We have a server 2003 R2 standard (which I'll refer to as SRV01) that's knocking on a bit now, but it still acts as a file, print and SQL server on our company's network. SRV01 hosts user profiles, home directories and pretty much all our business data. Note our AD is currently at 2008 R2 level.
This server is due to be upgraded in the next 12 months, but I've no budget to spend on it just yet.
A bit of history of this server follows:
When SRV01 was first commissioned, it acted as a domain controller (with the same 2003 R2 install it has today), paired with another server that ran Server 2003 R2 SBS.
A few years ago, we purchased a pair of dedicated DCs (2008 R2) and at this point we decommissioned the 2003 SBS server, and SRV01 was DCPROMOed out of the AD.
Up until very recently, SRV01 used to run Exchange 2003, however we've recently purchased a dedicated server for Exchange 2010 and upgraded (following Microsoft recommended upgrade path).

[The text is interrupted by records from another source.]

Issue #729, opened 2019-04-07
Performance issues for Projects app (Issues tab)


stellarmagnet:
There are performance issues for the Projects app, Issues tab. It is most noticeable when trying to click the checkboxes when you have the planning suite repo integrated (clicking a checkbox takes about 5 seconds for me). For smaller repos, it still takes about 1.5 seconds. I think even that is not acceptable - in comparison, clicking a checkbox in Gmail takes 1.5 milliseconds (although they do not use a real html checkbox/button component).

The browser inspector tools say the issue is related to the javascript handlers.

![image](https://user-images.githubusercontent.com/2584493/55690209-8e59f900-598e-11e9-9a9f-2770ed82dc9b.png)

rkzel:
Quick explanation for the checkbox: its handler changes state of its parent component, list of Issues itself. When selecting an issue triggers re-rendering of the whole list, and it might involve reaching out to github to get a fresh list (via GraphQL query). Two things need to happen:
1. GraphQL needs to be moved to backend,
2. Unnecessary renders should be identified and disabled, with, most probably, memoization.

rkzel:
What got done:
1. Checkboxes are now slow only because they are animated, and their speed is not affected by the number of issues,
2. Re-rendering of Issue Cards has been limited,

What still should be done:
1. Moving query downloading issues out of render(). It is complicated and is not expected to improve performance much immediately, but it would open possibilities of preparing data before render() - filterbar objects for example, etc.
2. Issue Card needs to be reviewed  for potential minor improvements (which can become major wins for big repos with hundreds of Cards displayed),
3. https://blog.logrocket.com/rendering-large-lists-with-react-virtualized-82741907a6b3
4. ...

Issue #343, opened 2019-01-26
Ability to "show more" Project issues


stellarmagnet:
[Navigate to the Projects app, and click on the Issues tab. Make sure a project/repo with sufficient issues has been added.]

Right now we only display the last 100 issues of a connected repo

- We should enhance the Issues tab to include a "Show More" button that is displayed after 50 issues. 
- Clicking "Show More" will display the next 50 issues and so on. 
- The default sort should be descending order based on issue # (creation date).

![image](https://user-images.githubusercontent.com/2584493/52267396-358fc500-2939-11e9-8b09-423956466298.png)

PR #765, opened 2019-04-12
343 showmore issues

rkzel:
Addresses:
#343 - Show More Projects, using cursor and downloading batch at a time, adding it to already downloaded issues,
#729 - Performance of Issues. This is mostly about stopping constant re-rendering of individual Cards.


stellarmagnet:
To do: The current scrollY should be saved when "show more" is clicked so the scroll position remains the same after data is loaded, e.g.  scrollTo(savedScroll)

ottodevs:
Overall seems good but I'd rather if your solve merging conflicts and @stellarmagnet TODO note before going deeper and checking out locally 👍

rkzel:
Conflicts solved, and scrolling problem mitigated by setting default sorting by to creation date (it was sorting alphabetically by title before) - now it behaves as requested.

PR #768, opened 2019-04-14
Disable collaborators until we implement workaround the issue

ottodevs:
Addresses #766
Disabled the contributors field for projects until we solve how to access that data without push permission on the repo.

Seems related:
https://github.com/octokit/octokit.net/issues/1070

A workaround could be trying to get this data anonymously since it is public info


ottodevs:
I close this since https://github.com/AutarkLabs/planning-suite/pull/770 contains this single commit

Issue #527, opened 2019-03-09
Update Allocations app front-end to be responsive


stellarmagnet:
- [ ] Add hamburger menu
- [ ] Use + icon for "New Account" when the width decreases (see other apps)

Issue #680, opened 2019-03-30
Improve responsive behavior for filter bar


stellarmagnet:
We need to improve responsive behavior for filter bar in the Projects app. It should look more like this, and it should work well on mobile (as far as opening the menus and clicking the checkboxes). 
![image](https://user-images.githubusercontent.com/2584493/55762451-5670b580-5a63-11e9-83ee-ec031f28957f.png)

Basically we need to: 
* Improve/add icons (see below)
* Enhance the overflow/responsive behavior
* improve the behavior when one of the menus has a lot of options

Add a sort icon: 
https://www.dropbox.com/s/gkvyzk48k03syeq/sort_by_status.svg?dl=0

Improve the ellipsis icon: https://www.dropbox.com/s/g2qrhfoxasgz8os/dots.svg?dl=0

There should be a better arrow icon for the dropdowns: https://www.dropbox.com/s/qpbyda224m14dbe/arrowdown.svg?dl=0

PR #782, opened 2019-04-17
all-apps FE responsiveness review and refactoring

rkzel:
This addresses #527, but all apps were consider and subsequently refactored:
1. all apps now use AppView as their main container,
2. all know how to react to Wrapper Menu hiding,
3. all have top-nav buttons turning into + when screen size goes down,
4. in Projects split between App and AppContent is no more),
5. AppBar is used much better, as Aragon intended, consistently across whole TPS.

What remains: checking responsiveness of all content and testing.


rkzel:
Additionally:
- all tables and cards should dynamically adjust padding for small screens,
- panels are generally expected to stay correct even on "small phone screen" of 320px. Correct does not necessarily mean pretty, more like "readable". There are things like 30px padding in panels set in SidePanel component, preventing total control over panel space,
- FilterBar has separate ticket #680 for its menus, which on small screens span beyond screen borders (it wasn't the main problem, but it will be important but of that ticket),

rkzel:
Padding in Settings sorted out, rewards are in a better shape (no more errors).

Issue #787, opened 2019-04-18
TPS Deploy Todos


stellarmagnet:
- [x] 1.  **Range Voting**: If an account doesn’t have the Range Voting apps tokens, hide the voting sliders and submit button (instead, display the voting results - similar to the “closed vote” state). Below the results, in a blue <Info> component box say:

  * `This account cannot cast a vote because it did not hold any{' '} {tokenSymbol} at the time this vote was created. `

  * [Note: This info component is only displayed when the vote is open and the user didn’t have tokens at the snapshot.]

- [x] 2. **Range Voting**: Token balances should be based on snapshot value. Update the variables to reflect this.
    * Update the text to:
        * Your vote will be weighted by ## which was your {tokenSymbol} balance when the vote was created. No tokens will be spent to vote.
- [x] ~~3. **Range Voting**: Conditionally disable the Submit Vote button until “0 remaining”. Once 0 remaining, enable submit.~~
- [x] 4. **Allocations**: Update string for tokenTransferWarning (Vault instead of Finance app):
    * Since you are proposing an allocation with tokens, it will be withdrawn from the Vault if approved, since Accounts do not hold tokens.
    - [x] (Can we also display the vault balance of the selected token?) "Vault Balance: 4.55"
- [x] 5. **Projects**: Update Projects.sol so bountyCurrency is an address
- [x] 6a. **Kit**: Update PlanningSuite.sol so the init param for Projects app is ‘token’. 
- [x] 6b. **Kit**: Include Rewards in kit.
- [ ] 7. **New Allocation**: Unable to remove Address Book option (when there are multiple) [Fixed by Otto?]
- [x] 8. **New Allocation**: After hitting “new option” the default is the previously selected option. It should be “Select an entry” [Fixed by Otto?]
- [x] 9. **Range Voting panel**: Fix formatting of candidate support (see img). Include %
![image](https://user-images.githubusercontent.com/2584493/56378692-143b3700-620e-11e9-855f-406dd324ec99.png)

## Other deploy to-dos
- [x] Reduce the voting duration (we need to launch a test DAO with this very short, like 2 minutes. For the official one we launch, having 24 hours can work)
- [x] Rename the token symbol (should we just call it ‘spice’)
- [x] App descriptions (@stellarmagnet )
- [x] App screenshots (@stellarmagnet )

Kits
- [x] 1) the initialization param for projects will need to be changed to be "token" instead of "tokenSymbol"
[...]

PR #790, opened 2019-04-19
Hotfix dev errors

Quazia:
Arthur's changes
- [x] Addresses a lot of the small changes indicated in issue #787
- [x] Whenever I select multiple issues, the "Actions” button never becomes enabled. [From #805]
- [x] Null RepoID is stored after curating issues, which results in projects app not loading #800
- [x] Ensure default token is added in projects [#801]

Yalda's changes
- [x] Remove "Finance app" from our copy related to Projects app #802
- [x] Resolve Github URI issues so testing locally works
- [x] Renamed Range Voting to Dot Voting
- [x] Imported AverageRewardsTable in MyRewards


apps/projects/app/components/Content/Settings.js
```diff
@@ -95,13 +88,12 @@ class Settings extends React.Component {
...
     const expLevelsDesc = expLevels.map(l => fromUtf8(l.name))
     let expLevelsMul = expLevels.map(l => web3.toHex(l.mul))
-
     this.props.app.changeBountySettings(
       expLevelsMul,
       expLevelsDesc,
       web3.toHex(baseRate),
       web3.toHex(bountyDeadline),
-      bountyCurrencies[bountyCurrency],
+      this.props.tokens[bountyCurrency].addr,
```
stellarmagnet: This seems to be breaking updating the settings

PR #818, opened 2019-04-23
791 810 848 New Rewards Enhancements and Fixes

### LINKED ISSUE #791: Create reward with any snapshottable Token
Users should be able to use any snapshotted token as a reference token in Rewards, regardless of whether or not it is in the vault. We need to implement a text field that:
* accepts a token address
* verifies that what is entered is an address
* verifies that the address entered is a snapshottable token by test-calling `getBalanceAt` on the token and ensure it doesn't return an undefined value

### LINKED ISSUE #810: Various Rewards cleanup tasks
## Reward panels
- [x] Use token symbols instead of names, in both the dropdowns and summary text
- [x] Ensure that the dividend summary text is in fact the reference asset (incorrect here)

### Add data validation
- [x] The selected start date occurs before your reference asset `ANT` existed. Please choose another date.
- [x] You have specified a date range that results in `#` disbursements, yet our system can only handle `#` (sorry, not sorry). Choose an end date no later than `date`.
- [x] You have specified a reward for `500 ANT`, yet your vault balance is `100 ANT`. To ensure successful execution, specify another amount that does not exceed your balance.

### LINKED ISSUE #848: Reward Summary text seems wrong
The reward text appears to describe a "merit" reward despite being a "dividend"

The time also appears to be incorrect (should be the default 7 days after period ends). 

image

topocount:
Resolve #791 
Resolve #810 
Resolve #848


apps/rewards/app/utils/token-utils.js
```diff
@@ -73,3 +74,11 @@ export async function getTokenName(app, address) {
 
   return tokenName ? toUtf8(tokenName) : null
 }
+
+export async function getTokenStartBlock(app, address) {
```
Quazia: I think you can just import this here https://github.com/AutarkLabs/planning-suite/blob/dev/apps/rewards/app/store/app.js

apps/rewards/app/components/Panel/NewReward/NewReward.js
```diff
@@ -48,56 +84,194 @@ class NewReward extends React.Component {
...
+
+  handleCustomTokenChange = event => {
+    const { value } = event.target
+    const { network } = this.props
+
+    // Use the verified token address if provided a symbol and it matches
+    // The symbols in the verified map are all capitalized
+    const resolvedAddress =
+      !isAddress(value) && network.type === 'main'
+        ? ETHER_TOKEN_VERIFIED_BY_SYMBOL.get(value.toUpperCase()) || ''
```
Quazia: I know it's sort of an edge case but there are duplicates in this list and there isn't really any indication in the UI that this:
1. Only works on mainnet
2. Is pulling symbols off of the verified token list
I think maybe just some sort of warning messages around this functionality would be good.

apps/rewards/app/utils/token-utils.js
topocount: utils are normally imported straight from their file so it's easier to trace them.

apps/rewards/app/components/Panel/NewReward/NewReward.js
topocount: I've updated the UX so it only prompts for an address on any network that isn't mainnet. I've also made the prompts contextually adaptive

PR #827, opened 2019-04-27
new addresses for oauth services

rkzel:
Before merging we must coordinate reconfiguring GitHub and redeploying Projects App.


rkzel:
Merging. We are migrating now.

PR #1411, opened 2025-08-04
Fix bug preventing proper change detection when updating options with an enum type

jpdillingham:
I noticed this morning that changing the Soulseek diagnostic level from `Info` to `Debug` didn't update the UI or tell me I had to restart.  Digging further I found that the 'diff' that is done between the old and new configuration didn't detect the change, and the underlying cause is that the diff logic ignores enum values (rather, tries to traverse them).

`DiagnosticLevel` is the only option that's backed by an enum, so it is the only one affected.


jpdillingham:
It's now a non-issue; I update this property to use a string as a backing type and it's now consistent with the other enum based settings.

Issue #887, opened 2023-03-09
Suggestion: ability to set default search result sort


neilbaldwin:
I find that 99% of the time I'd rather see the search results ordered by queue length rather than downlaod speed but ordered by download speed is the default.

Would be good to have this in the config somewhere so you could set it to your preference.

jpdillingham:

Exchange 2003 was recently uninstalled. - Cleanly to the best of my knowledge.
Ever since Exchange was removed from SRV01, I'm finding that after a few days of uptime, when I attempt to logon, pressing CTRL-ALT-DEL just hides the Welcome to Windows Server 2003 banner, and never presents the logon dialog. All I see is a moveable mouse pointer and a blank background.
It's a similar story with an admin TS session, the RDP client connects and gives me a blank background, but no logon dialog is presented. The RDP session indefinitely hangs until I give up and close it.
The only way I've been able to gain access to the server is to pull the plug on it. Whilst the server does have a battery backed up RAID 5 controller, I'm unhappy about having to do this, so as a temporary measure, I've created a scheduled job to reboot SRV01 each night.
Not only do I not like the idea of scheduling a reboot of a server like this, but it is also causing problems for users that leave desktop PCs left logged on overnight. Users complain of 'Delayed Write Failures', and there has also been a number of users that have started to complain about account lockout problems, as well as users not able to connect to shares on SRV01 until they reboot their desktop PCs.
I've examined event logs on SRV01 and on the DCs looking for clues as to what the problem is, but there really is nothing untoward being logged. How could I being to investigate this problem when nothing of any relevance is being logged? Is there some additional logging that can be enabled that might give some clues as to what could be causing this problem? Could performance monitor help me out here, and if so, what counters would you consider monitoring?
It's worth mentioning that whilst the server is unresponsive via the console and TS, it does still respond to clients connecting to shares without problems for several days, but after about a week I then start to hear users reporting problems accessing shares, but this seems quite sporadic.
I've also tried leaving the console logged on (and locked), when I notice I can no longer logon via TS, I can unlock the server console without problem, but it refuses to reboot/shutdown, and subsequent attempts to reboot report that a system shutdown is already in progress and the system then completely hangs.
I've tried playing the waiting game for several hours thinking that a timeout might allow the shutdown to continue, but to no avail.